» Task brief
From the line containing "### LINKED ISSUE" to the last line of the listing below, repeat every line exactly, and output nothing else.
[[ Collected material open ]]
PR #2492, opened 2019-04-23
BOM Drop form improvments.  

### LINKED ISSUE #2435: Improve BOM Drop functionality
I had to give a demo a few days ago that involved the BOM Drop. The example was basically a computer with variants and options for all the components.  It took some software changes to make it work well in the webui.  I think it is a very useful tool for product configuration and sales/purchasing when buying a collection of stuff with options and variants.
[[ Collected material closed ]]
» Your response
### LINKED ISSUE #2435: Improve BOM Drop functionality
I had to give a demo a few days ago that involved the BOM Drop. The example was basically a computer with variants and options for all the components.  It took some software changes to make it work well in the webui.  I think it is a very useful tool for product configuration and sales/purchasing when buying a collection of stuff with options and variants.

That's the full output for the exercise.